# Got mice, nothing is stopping them.



## Timman0 (Nov 6, 2012)

Ok I got two mice in my attic. I have installed a night vision camera in my attic and seen the mice. Now I have 6 snap traps 5 sticky traps and a one way in trap. Nothing seems to work, I bent the rod in the snap traps to where it will go off with the slightest movement, I put peanut butter on the traps mixed with bread so it sticks to the snap trap. They still manage to lick off all the bait, jump over the sticky traps or just avoid them entirely. And they won't go in the one way trap. I have video recordings of the mouse licking the trap clean even tipped the snap trap! With out setting them off. They won't come down from then attic yet because I have cat in the house going nuts trying to find them. I also got poison blocks in the attic and they won't touch it. What can I do


----------



## joecaption (Nov 30, 2011)

Why not put the cat in the attic and let it have some fun?
Ever watch that silly show with the missing teeth that catches critters. HIs nick name is tuttle man.
I watched him catch about 20 rats at one time.
He put the bait in the middle of a sheet (a tarp would also work) he had tied lines to all the corners with an over head pulley.
One yank and he had a sack o rats.

Try some Decon or bait blocks. Yes there's going to be some smell for a day or two if they die inside a wall, it's that or deal with the smell of mouse urine and poop.


----------



## ddawg16 (Aug 15, 2011)

Remove the poison...put cat in attic.....problem solved......
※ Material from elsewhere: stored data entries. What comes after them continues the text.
PR #11282, opened 2021-02-01
Restore allowRequestsWithoutSession to resources.xml

maths22:
### What does this PR do?

Restores allowRequestsWithoutSession to actually be populated from the properties file.

### Motivation

I wanted to use bigbluebutton in an iframe in chrome, safari, etc, and allowRequestsWithoutSession
wasn't working.

### More

It was removed in an overzealous deletion in
https://github.com/bigbluebutton/bigbluebutton/pull/11008/commits/418fdb1a318a9d6524d0250485750109883acd82


pedrobmarin (approved):

pedrobmarin:
@maths22 depending on how you are embedding the client it is possible to run it in inside an iframe with the session enabled.

Is your problem related with third party cookies?

maths22:
Yes, it's a 3rd party cookie issue.  I know I can change the nginx setting to set `SameSite=None`, but I believe that is only enough to make chrome happy and not safari.

antobinary:
>It was removed in an overzealous deletion in
>418fdb1
Oops, it was an overzealous deletion indeed. My bad. Thank you for recovering it!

The only reason we have cats in this world....is because God put them there to eat mice....


----------



## chrisn (Dec 23, 2007)

put him up there:laughing:


----------



## creeper (Mar 11, 2011)

keep loading the snap trap. It will go off one of these times. 

I've seen thar happen before. After 3 or 4 loads the delicate licking rodent got it. I'm not sure about the bread though. I would just smear a blob of PB on the end so he really has to get in there to lick it clean


----------



## oh'mike (Sep 18, 2009)

Not all snap traps work---stick with 'Victory' made in the USA---The imported ones never worked for me.


----------



## dougp23 (Sep 20, 2011)

creeper said:


> keep loading the snap trap. It will go off one of these times.
> 
> I've seen that happen before. After 3 or 4 loads the delicate licking rodent got it. I'm not sure about the bread though. I would just smear a blob of PB on the end so he really has to get in there to lick it clean


Once or twice I have seen a snap trap not go off. Sometimes the peanut butter will "melt" off, especially in a hot environment. Also, some snap traps let you adjust the sensitivity, read the instructions if they come with them. With the newer ones with the plastic plate that looks like cheese you move the wire more to one side, not in the middle. 
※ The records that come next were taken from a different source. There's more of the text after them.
PR #11284, opened 2021-02-01
Add new join param skip echo test on first join only

### LINKED ISSUE #11283: New join param skip echo test on first join only
A common configuration for minimizing the number of interactions on client load is

```
userdata-bbb_auto_join_audio=true
userdata-bbb_skip_check_audio=true
(and sometimes) userdata-bbb_listen_only_mode=false
```

In this setup, however, you would not be able to reconfigure audio devices since userdata-bbb_skip_check_audio=true` suppresses echo test.

Introduce new parameter `userdata-bbb_skip_check_audio_on_first_join=false` so the following configurations allow the following:

```
userdata-bbb_auto_join_audio=true
userdata-bbb_skip_check_audio_on_first_join=true
```

^ on client load you are automatically joined in audio, bypassing echo test. If you hang up and try to join audio again (via UI button) you will be presented with echo test

```
userdata-bbb_auto_join_audio=true
userdata-bbb_skip_check_audio=true
```

^ on client load you are automatically joined in audio, bypassing echo test. If you hang up and try to join audio again (via UI button) you will join audio again without being prompted with echo test

If we were to modify the behaviour of `userdata-bbb_skip_check_audio` to be ignored if we trigger audio join from UI (like we do for webcam preview in https://github.com/bigbluebutton/bigbluebutton/pull/8353 ) we would impair the experience of auto joining audio disabled -- you would never be skipping audio echo test since all triggers would be from UI

KDSBrowne:
### What does this PR do?
Adds a join param `bbb_skip_check_audio_on_first_join` to skip echo test on the first join only.

when `bbb_skip_check_audio_on_first_join`=true on client load you are automatically joined in audio, bypassing echo test. If you hang up and try to join audio again (via UI button) you will be presented with echo test

### Closes Issue(s)
Closes #11283

### DIFF
--- a/bigbluebutton-html5/imports/api/users-settings/server/methods/addUserSettings.js
+++ b/bigbluebutton-html5/imports/api/users-settings/server/methods/addUserSettings.js
@@ -24,6 +24,7 @@ const oldParameters = {
   presenterTools: 'bbb_presenter_tools',
   shortcuts: 'bbb_shortcuts',
   skipCheck: 'bbb_skip_check_audio',
+  skipCheckOnJoin: 'bbb_skip_check_audio_on_first_join',
 };
 
 const oldParametersKeys = Object.keys(oldParameters);
@@ -37,6 +38,7 @@ const currentParameters = [
   'bbb_force_listen_only',
   'bbb_listen_only_mode',
   'bbb_skip_check_audio',
+  'bbb_skip_check_audio_on_first_join',
   // BRANDING
   'bbb_display_branding_area',
   // SHORTCUTS
--- a/bigbluebutton-html5/imports/api/users-settings/server/methods/addUserSettings.js
+++ b/bigbluebutton-html5/imports/api/users-settings/server/methods/addUserSettings.js
@@ -24,7 +24,6 @@ const oldParameters = {
   presenterTools: 'bbb_presenter_tools',
   shortcuts: 'bbb_shortcuts',
   skipCheck: 'bbb_skip_check_audio',
-  skipCheckOnJoin: 'bbb_skip_check_audio_on_first_join',
 };
 
 const oldParametersKeys = Object.keys(oldParameters);
--- a/bigbluebutton-html5/imports/ui/components/audio/audio-controls/container.jsx
+++ b/bigbluebutton-html5/imports/ui/components/audio/audio-controls/container.jsx
@@ -7,11 +7,14 @@ import lockContextContainer from '/imports/ui/components/lock-viewers/context/co
 import logger from '/imports/startup/client/logger';
 import Auth from '/imports/ui/services/auth';
 import Users from '/imports/api/users';
+import Storage from '/imports/ui/services/storage/session';
+import getFromUserSettings from '/imports/ui/services/users-settings';
 import AudioControls from './component';
 import AudioModalContainer from '../audio-modal/container';
 import Service from '../service';
 
 const ROLE_VIEWER = Meteor.settings.public.user.role_viewer;
+const APP_CONFIG = Meteor.settings.public.app;
 
 const AudioControlsContainer = props => <AudioControls {...props} />;
 
@@ -38,6 +41,10 @@ const processToggleMuteFromOutside = (e) => {
 };
 
 const handleLeaveAudio = () => {
+  if (getFromUserSettings('bbb_skip_check_audio_on_first_join', APP_CONFIG.skipCheckOnJoin)) {
+    Storage.setItem('getEchoTest', true);
+  }
+
   Service.exitAudio();
   logger.info({
     logCode: 'audiocontrols_leave_audio',
--- a/bigbluebutton-html5/imports/ui/components/audio/audio-controls/container.jsx
+++ b/bigbluebutton-html5/imports/ui/components/audio/audio-controls/container.jsx
@@ -41,7 +41,8 @@ const processToggleMuteFromOutside = (e) => {
 };
 
 const handleLeaveAudio = () => {
-  if (getFromUserSettings('bbb_skip_check_audio_on_first_join', APP_CONFIG.skipCheckOnJoin)) {
+  const skipOnFistJoin = getFromUserSettings('bbb_skip_check_audio_on_first_join', APP_CONFIG.skipCheckOnJoin);
+  if (skipOnFistJoin && !Storage.getItem('getEchoTest')) {
     Storage.setItem('getEchoTest', true);
   }
 
--- a/bigbluebutton-html5/imports/ui/components/audio/audio-modal/component.jsx
+++ b/bigbluebutton-html5/imports/ui/components/audio/audio-modal/component.jsx
@@ -33,9 +33,8 @@ const propTypes = {
   formattedDialNum: PropTypes.string.isRequired,
   showPermissionsOvelay: PropTypes.bool.isRequired,
   listenOnlyMode: PropTypes.bool.isRequired,
-  skipCheck: PropTypes.bool.isRequired,
-  joinFullAudioImmediately: PropTypes.bool.isRequired,
-  joinFullAudioEchoTest: PropTypes.bool.isRequired,
+  skipCheck: PropTypes.bool,
+  skipCheckOnJoin: PropTypes.bool,
   forceListenOnlyAttendee: PropTypes.bool.isRequired,
   audioLocked: PropTypes.bool.isRequired,
   resolve: PropTypes.func,
@@ -52,6 +51,8 @@ const defaultProps = {
   inputDeviceId: null,
   outputDeviceId: null,
   resolve: null,
+  skipCheck: false,
+  skipCheckOnJoin: false,
 };
 
 const intlMessages = defineMessages({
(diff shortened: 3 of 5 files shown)


bigbluebutton-html5/imports/ui/components/audio/audio-modal/container.jsx
```diff
@@ -97,7 +98,7 @@ export default lockContextContainer(withModalMounter(withTracker(({ mountModal,
     combinedDialInNum,
     audioLocked: userLocks.userMic,
     joinFullAudioImmediately: !listenOnlyMode && skipCheck,
-    joinFullAudioEchoTest: !listenOnlyMode && !skipCheck,
+    joinFullAudioEchoTest: (!listenOnlyMode && !skipCheck) || (Storage.getItem('audioDidInit')),
```
ramonlsouza, line 101: `joinFullAudioEchoTest` is being passed as `null` to `AudioModal` on first join

Screenshot from 2021-02-01 17-05-06

ramonlsouza (changes requested):
please fix `AudioModal` warning

bigbluebutton-html5/imports/ui/components/audio/audio-modal/container.jsx
KDSBrowne: fixed in https://github.com/bigbluebutton/bigbluebutton/pull/11284/commits/85cc75718ad6528bf068fa4b78eaf91f566f651d

ramonlsouza:
Looks like it is doing the opposite that it should

### Expected behavior
if `bbb_skip_check_audio_on_first_join=true`, skip echo test on first join only

### Current behavior
if `bbb_skip_check_audio_on_first_join=true`, skip echo test after first join

KDSBrowne:
@ramonlsouza are you sure it's doing the opposite it should?

The expected behaviour as described in the issue is:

Also, you very likely have more than two mice! Start setting traps and making sure more can't get in the house.


----------



## Timman0 (Nov 6, 2012)

Please to say I called Orkin and they put up traps and within hrs I got three mice. So far nothing else hopefully I got them.


----------



## epson (Jul 28, 2010)

This is what you do, get some cheese cloth with peanut butter and make a ball (peanut butter is wrapped inside). Tie it to the trap and when the bugger tugs at it SLAM! Lights out…works every time…


----------



## Gensetter (Nov 6, 2012)

What did Orkin do differently? This is very important, and can help a lot of people.
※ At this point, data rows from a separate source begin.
PR #13500, opened 2021-10-16
use placeholder files during change detection

zfgrnzfsberire:
### What does this PR do?

This is a fix for the change detection used in the new Gitlab CI. Previously, the versions pinned in the placeholder scripts were not used for change detection. This caused outdated packages to be reused for new commits.

### Motivation

We noticed this due to the recent bbb-webrtc-sfu update in the v2.4.x-release branch

### More

Please also merge this into v2.4.x-release.

### DIFF
--- a/build/change_detection.sh
+++ b/build/change_detection.sh
@@ -1,11 +1,8 @@
 #!/bin/bash -e
 
-# TODO:
-# - get available packages from repo server
-# - actually use the VALID_PACKAGE_VERSIONS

FWIW, I used these traps with a little bit of natural peanut butter and caught 3 mice in 3 nights:










They seem crappy but they worked well. I left a few more setup for another week and nothing, and no more complaints about mice so they are gone :thumbsup:


----------



## chrisn (Dec 23, 2007)

What ever happened with cheese for bait? That's what I always used and it never failed.


----------



## epson (Jul 28, 2010)

chrisn said:


> What ever happened with cheese for bait? That's what I always used and it never failed.


 
To expensive now a days…:whistling2:


----------



## chrisn (Dec 23, 2007)

epson said:


> To expensive now a days…:whistling2:


 
I guess that's true:laughing:


----------



## SeniorSitizen (Sep 10, 2012)

I love pecan pie and I'll even share a small bit of pecan with the resident mice*.* Much easier than dealing with peanut butter*.* It's so good it will catch them in most any position when hair triggered*. *That will teach him not to try peeing on my set*.*

I like the Victor traps with the large yellow pan better than this one*. * They even have hair trigger instructions on the trap for those folks without trapping experience*.*


----------



## bsa_bob (Oct 31, 2010)

chrisn said:


> I guess that's true:laughing:


 
I setup sticky traps then they "dance themselves" to death tryin to get off .My neighbor likes mice, She says" they have to find food somewhere". Ijust told her i'll send em all to your house,then that'll work for me,The smell of mouse urine behind a frig in thr garage was so bad i couldn't stand it. I pulled it out and found where my wife feeds the birds[fills their dishes. she drops more than she takes out fto the feeders or them. I pine-sol cleaned it up, I just said "you caused that horrendous smell" So she isn't feeding the birds or the mice, anymore.:laughing:................


----------



## jakeubu (Nov 10, 2012)

I just bought and set 4 of those Ortho Closed Traps referenced by GenSetter. I walked into my basement to check my computer downstairs and out of the corner of my eye as I walked past one of the traps, I saw the mouse scurry into hiding. These darn things came in and set up shop in the past week and a half, I swear they got comfy way too quickly. Hopefully these Ortho Traps work, I will update.


----------



## Jim F (Mar 4, 2010)

I've never had luck with anything but the wire snap traps. The mice get wise to whatever you use in a hurry so it pays to move the traps around and change up the bait. One bait I found they like as well as peanut butter is black licorice jelly beans. Cut them in half and stick them to the bait pedal. They can't just lick them off. The exterminator service I used to have set a lot of wire snap traps in my basement but 3 is the most I have ever caught at one time even using the exterminator.


----------



## Missouri Bound (Apr 9, 2011)

The traps that work the best are the "mice cubes" Yes, they don't kill the mouse but they also don't have the issues that tension traps have. Once they are trapped you can do what you want with them. Any size mouse will be caught. Ritz crackers and peanut butter seems to be irresistable. 
Personally I don't believe in killing animals, so when they are caught they are taken for a nice long ride and released.:yes:


----------



## user1007 (Sep 23, 2009)

Make sure you set your traps near walls that they use for navigation and not out in the middle of the room or something.


----------



## jakeubu (Nov 10, 2012)

I already caught one using peanut butter. Thanks for the advice to vary bait and trap location.


----------



## pumpkins (Nov 13, 2012)

A solution from rural families here: put a mix of gypsum and corn flower in a plate. Next to it add enough water. Mice eat from the mix and then become thirsty, drink from the water. Gypsum and water kill them in their stomach. Not very humane but they say it works!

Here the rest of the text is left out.